• _TO DO_
Locate the line that contains "From Glyphs UI')" in the entries below. Retype it and all following lines through the final one, character for character.

*** Opening of DATA SUPPLIED ***

PR #781, opened 2022-02-23
Remap G3 width class to user value

### LINKED ISSUE #780: Width class mapping in G3
When mapping user-space to design-space in the designspace file, glyphsLib uses the "Width Class" in the instances of the source file, not the axis coordinates. However, Glyphs does not write a `widthClass` for the default value (5). For some reason, glyphsLib then infers a `widthClass` of 100, leading to a designspace like this:

```
    <axis tag="wdth" name="Width" minimum="2" maximum="100" default="100">
      <map input="2" output="70"/>
      <map input="3" output="79"/>
      <map input="4" output="89"/>
      <map input="100" output="100"/>
    </axis>
```

simoncozens:
Ensures that `class_to_value` is run on the width value coming from Glyphs 3 source files. Fixes #780.

### DIFF
--- a/Lib/glyphsLib/builder/axes.py
+++ b/Lib/glyphsLib/builder/axes.py
@@ -73,20 +73,23 @@ def user_loc_string_to_value(axis_tag, user_loc):
     87.5
     >>> user_loc_string_to_value('wdth', 'Clearly Not From Glyphs UI')
     """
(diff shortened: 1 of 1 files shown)


anthrotype (approved):
LGTM. As usual, thanks for taking of it 👍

*** Close of DATA SUPPLIED ***

• _ANSWER BOX_
     >>> user_loc_string_to_value('wdth', 'Clearly Not From Glyphs UI')
     """
(diff shortened: 1 of 1 files shown)


anthrotype (approved):
LGTM. As usual, thanks for taking of it 👍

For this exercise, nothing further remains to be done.